Output only this range of the data below: the line that contains "### LINKED ISSUE" through the final line, both ends included, each retyped exactly.

- [INPUT]
====

PR #869, opened 2019-10-11
Added test to ensure parity between previous codes and versionchanged

### LINKED ISSUE #853: Test that violations with `previous_code` field have `.. versionchanged` directive
Some violations do change their codes once in a while. When this happens we do two things:
1. We set `previous_codes` class attribute with the value of the previous codes inside (might contain multiple values), so it would be easier for users to search the docs: https://github.com/wemake-services/wemake-python-styleguide/blob/master/wemake_python_styleguide/violations/oop.py#L91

====

- [ANSWER TO THIS PROBLEM]
### LINKED ISSUE #853: Test that violations with `previous_code` field have `.. versionchanged` directive
Some violations do change their codes once in a while. When this happens we do two things:
1. We set `previous_codes` class attribute with the value of the previous codes inside (might contain multiple values), so it would be easier for users to search the docs: https://github.com/wemake-services/wemake-python-styleguide/blob/master/wemake_python_styleguide/violations/oop.py#L91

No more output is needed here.